Recently I’ve been seeing entirely new creators in my YouTube feed. New video thumbnails with a tiny marking in the corner that says “auto-dubbed.” Oh, neat! This means I can see much more content from around the world—I like that idea.
That is, I liked it until I clicked on one of these videos. While it’s a great idea, the execution leaves something to be desired.
The Promise of Autodubbing
YouTube’s new AI-powered dubbing feature is the culmination of several technologies that have reached the point where something like this is possible. Advanced AI can now transcribe spoken words in pretty much any language with a high-degree of accuracy. AI technology can also synthesize a human voice based on that text which is essentially indistinguishable from a real human voice. Even more impressive, you can clone the voice of the speaker in the original language, so it sounds like they are speaking the target language in their own voice.
Combine this with the massive amount of compute power at YouTube, and you get auto-dubbing. There’s a whole world of non-English YouTube content out there, and, of course, a huge part of the world that doesn’t speak English. So an auto-dubbing feature like this has the potential of unlocking all of YouTube for anyone. I’ve long observed on X that people make use of AI-powered dubbing tools for videos that are posted, so clearly there’s demand for this, but how well does it work?
The Quality Issues Are Real
First, I have to note that YouTube seems pretty aware of all the shortcomings with this feature at the moment. If you look at the official help document for automatic dubbing, it lists nearly all of them.
One big issue I have is how the dub replaces pretty much the entire audio track. So any sound that’s not spoken dialog goes away. It does come back here and there in segments with no speech, but for the most part these dubbed videos sound empty. I know it’s possible to erase the original voice from the video without removing the rest of the sound, so I hope we’ll see a version of auto-dubbing that can restore the original audio mix to these videos. Heck, I wouldn’t mind some sort of AI that can just fix the audio mix in YouTube videos, because a lot of YouTubers don’t know how to mix their audio.

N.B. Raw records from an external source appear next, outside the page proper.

PR #967, opened 2024-08-21
Prevent the duplication of Cloudinary's analytics query arg

pereirinha:
## Approach

- By prepending the base URL with Cloudinary's query argument in the search alias array, we'll ensure that it will try first to replace the URLs where this argument is part of the existing URL.

### DIFF
--- a/php/class-delivery.php
+++ b/php/class-delivery.php
@@ -1016,11 +1016,13 @@ class Delivery implements Setup {
 				continue;
 			}
 			if ( ! empty( $relation['slashed'] ) && $relation['slashed'] ) {
-				$aliases[ $base . '?' ] = addcslashes( $cloudinary_url . '&', '/' );
-				$aliases[ $base ]       = addcslashes( $cloudinary_url, '/' );
+				$aliases[ $base . '?_i=AA' ] = addcslashes( $cloudinary_url, '/' );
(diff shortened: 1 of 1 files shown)


php/class-delivery.php
```diff
@@ -1016,11 +1016,13 @@ public function convert_tags( $content, $context = 'view' ) {
 				continue;
 			}
 			if ( ! empty( $relation['slashed'] ) && $relation['slashed'] ) {
-				$aliases[ $base . '?' ] = addcslashes( $cloudinary_url . '&', '/' );
-				$aliases[ $base ]       = addcslashes( $cloudinary_url, '/' );
+				$aliases[ $base . '?_i=AA' ] = addcslashes( $cloudinary_url, '/' );
```
tharsheblows, line 1019: **❓question**
is there any chance there would be more query variables? Adding more also causes the sitemap to fail.

tharsheblows (approved):
There's a question about whether or not there will be more query variables in the query string. It makes the sitemap file if there are; I added mine to the beginning of the query string.

php/class-delivery.php
pereirinha: @tharsheblows 

Great finding.

My testing will depend on whether the `_i` argument is the first. If so, this will still work fine; otherwise, it will fail.

These should be edge cases; we might have better ways to work around them.

Let's follow up internally.

PR #969, opened 2024-08-21
Clean up errored assets

pereirinha:
## Approach

- Adds means to clean up the sync error flag, allowing the assets to be retried to sync. This can be achieved by one of these:
  - Via the dashboard;
  - Via the Media Library;
  - Via the CLI commands


php/sync/class-upload-sync.php
```diff
@@ -91,7 +90,8 @@ private function register_hooks() {
 			'bulk_actions-upload',
 			function ( $actions ) {
 				$cloudinary_actions = array(
-					'cloudinary-push' => __( 'Sync with Cloudinary', 'cloudinary' ),
+					'cloudinary-push'     => __( 'Sync with Cloudinary', 'cloudinary' ),
+					'cloudinary-clean-up' => __( 'Clean Cloudinary error', 'cloudinary' ),
```
tharsheblows, line 94: **🥜 nitpick**
This is so small but I think "error" should be capitalised to keep it consistent?

php/sync/class-upload-sync.php
```diff
@@ -136,18 +136,35 @@ public function add_inline_action( $actions, $post ) {
...
+				add_query_arg(
+					array(
+						'action'   => 'cloudinary-clean-up',
+						'media[]'  => $post->ID,
+						'_wpnonce' => wp_create_nonce( 'bulk-media' ),
+					),
+					admin_url( 'upload.php' )
+				),
+				esc_attr__( 'Clean Cloudinary error', 'cloudinary' ),
+				esc_html__( 'Clean Cloudinary error', 'cloudinary' )
```
tharsheblows, line 164: **🥜 nitpick**
Same here, maybe capitalise Error to keep it consistent

tharsheblows (approved):
There are two very small comments regarding capitalisation. If you think they don't matter then you can ignore!

I've tested all three scenarios also and they are working.

php/sync/class-upload-sync.php
pereirinha:
```suggestion
					'cloudinary-clean-up' => __( 'Clean Cloudinary Error', 'cloudinary' ),
```

php/sync/class-upload-sync.php
pereirinha:
```suggestion
				esc_html__( 'Clean Cloudinary Error', 'cloudinary' )
```

pereirinha:
> There are two very small comments regarding capitalisation. If you think they don't matter then you can ignore!
> 
> I've tested all three scenarios also and they are working.

Thank you @tharsheblows. I took care of these.

Issue #933, opened 2024-02-05
This is failing and returning notice error


shay-te:
Hello this function seems to be broken in our project. 

https://github.com/cloudinary/cloudinary_wordpress/blob/edd640e708893f77002d92c9c83ac8fd82163772/php/class-utils.php#L518

it returns this notice in the start of JSON
```
<br />
<b>Notice</b>:  Uninitialized string offset: 0 in <b>/var/www/html/wp-content/plugins/cloudinary-image-management-and-manipulation-in-the-cloud-cdn/php/class-utils.php</b> on line <b>518</b><br />
```

We fixed it like this:

```
         */
        public static function looks_like_json( $thing ) {
//              return ! empty( $thing ) && is_string( $thing ) && in_array( ltrim( $thing )[0], array( '{', '[' ), true );
              if (is_string($thing)) {
                  $trimmedThing = ltrim($thing);
                  return !empty($thing) && strlen($trimmedThing) > 0 && in_array($trimmedThing[0], ['{', '['], true);
              } else {
                  return false; // or handle the case when $thing is not a string
              }
        }
```

Vdeub-cloudinary:
Hi @shay-te, 

Would you mind sharing more context on the issue? Is there a way to reproduce it on our side? 

Could you also share a system report as documented [here](https://support.cloudinary.com/hc/en-us/articles/360022260599-How-to-generate-a-system-report-on-the-WordPress-plugin)?  If you don't want to share it here, please open a ticket to support@cloudinary.com.

Thanks!

Vdeub-cloudinary:
Hi @shay-te, is still relevant? 
Thanks!

shay-te:
No

Vdeub-cloudinary:
Thanks @shay-te !

PR #970, opened 2024-08-22
fix: prevent php warning in looks_like_json function

epigeyre:
If `$thing` only contains a `space` it will generate a php warning when doing `ltrim( $thing )[0]`. This fixes the issue while still being compatible with php 5.4+.

Fixes issue #933

### DIFF
--- a/php/class-utils.php
+++ b/php/class-utils.php
@@ -543,7 +543,21 @@ class Utils {
 	 * @return bool
 	 */
 	public static function looks_like_json( $thing ) {
-		return is_string( $thing ) && ! empty( ltrim( $thing ) ) && in_array( $thing[0], array( '{', '[' ), true );
+		if ( ! is_string( $thing ) ) {
+			return false;
+		}
+
+		$thing = trim( $thing );
+	
+		if ( empty( $thing ) ) {
+			return false;
+		}
+	
+		if ( ! in_array( $thing[0], array( '{', '[' ), true ) ) {
+			return false;
+		}
+
+		return true;
 	}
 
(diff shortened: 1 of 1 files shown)


php/class-utils.php
```diff
@@ -543,7 +543,7 @@ public static function pathinfo( $path, $flags = 15 ) {
 	 * @return bool
 	 */
 	public static function looks_like_json( $thing ) {
-		return ! empty( $thing ) && is_string( $thing ) && in_array( ltrim( $thing )[0], array( '{', '[' ), true );
+		return is_string( $thing ) && ! empty( ltrim( $thing ) ) && in_array( $thing[0], array( '{', '[' ), true );
```
pereirinha, line 546: **👏 praise:**

@epigeyre thank you for the PR. However, it will fail to test if the JSON will look like this ` {}`.

Also, I'm realizing that the cognitive load for this method is a bit too much, making it hard to read.

I'm adding a suggestion here. Would you mind to give it a try?

```suggestion
		if ( ! is_string( $thing ) ) {
			return false;
		}

		$thing = trim( $thing );
	
		if ( empty( $thing ) ) {
			return false;
		}
	
		if ( ! in_array( $thing[0], array( '{', '[' ), true ) ) {
			return false;
		}

		return true;
```

Note that in your approach, you're not trimming the string before the last check, and that's why it will return `false` on the test I've made.

I'll be happy to add it to the upcoming release.

epigeyre: @pereirinha You are right this is much better. Thanks !

PR #979, opened 2024-09-11
Wizard improvements

pereirinha:
- Prevents accessing the connection string from the wizard
- Fixes an issue cleaning up this information from the local storage
- Fixes the infinite loop while saving on the last step of the wizard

The other problem is a little more subtle, and it’s also acknowledged by YouTube. The dubbed voice is lifeless, and doesn’t seem to try and match the tone or energy of the original voice. In this way, it sounds pretty much like the sort of live dubbing you get at the United Nations, with the translator sounding pretty disinterested. YouTube is obviously actively working on this, but the dubs I’ve heard don’t show this yet.
There’s no attempt to match the audio to the speaker’s mouth movements as far as I can tell, which is a good thing, but it does make it odd that the dubs sound like the type that is trying to match mouth movement. Adding in things like “right?” and “you know?”, or “OK? Of course, for all I know, those were all on the original audio track. But since I don’t speak the original language, I can’t know. All I know is the dubs sound awkward because of it.
Besides this, there are all the artifacts you get from raw AI-generated voices. Such as mispronouncing abbreviations like “MB” as “em-bee” instead of “megabyte.” I can’t blame YouTube for this in particular, though, without humans tweaking the AI, text-to-voice always has these issues in my experience.
The Conflict Between Access and Accuracy
These quality issues are annoying, but they can be improved over time. Ultimately, it’s an issue of refinement for the technology. What’s not so easy to solve is trust in the actual translation. Machine translation has come a long, long way since the early days of reading gadget manuals in broken English. However, even expert human translators find it a tricky job and make mistakes.
The bottom line is that even when I watch an auto-dubbed video, I have no idea whether I can trust the information in that video or not. This is no different from subtitles, of course, but dubs are more popular than subs, even as this grouchy anime fan has to admit. So the scope for misinformation is much higher thanks to this feature, especially if YouTube has taken it as a green light to push videos into the feeds of people who speak a different language from the source material.
I would hate to be taken to task for one of my own YouTube videos for something I didn’t actually say! I’ve written before that trust is the one thing AI can’t solve by throwing more money and tech at the problem, and this might be a prime example.
How YouTube Could Make It Work
I like the auto-dubbing feature, and I think it has a lot of potential, but there are a few things I think YouTube could implement right away that would make it better.
First, I’d like to see an easy up-front way to toggle off auto-dubs showing up in my feed or in searches. Make it as easy as filtering out YouTube Shorts, for example. The second thing I’d like to see is some sort of AI confidence score in the translation, and perhaps more importantly, human ratings from people who speak both languages.
Having human ratings on the quality of the dub would boost trust immensely. Letting those same people give specific feedback the AI can use would be a double-win. So far, I give the whole auto-dubbing feature a C. Not bad, but could be better.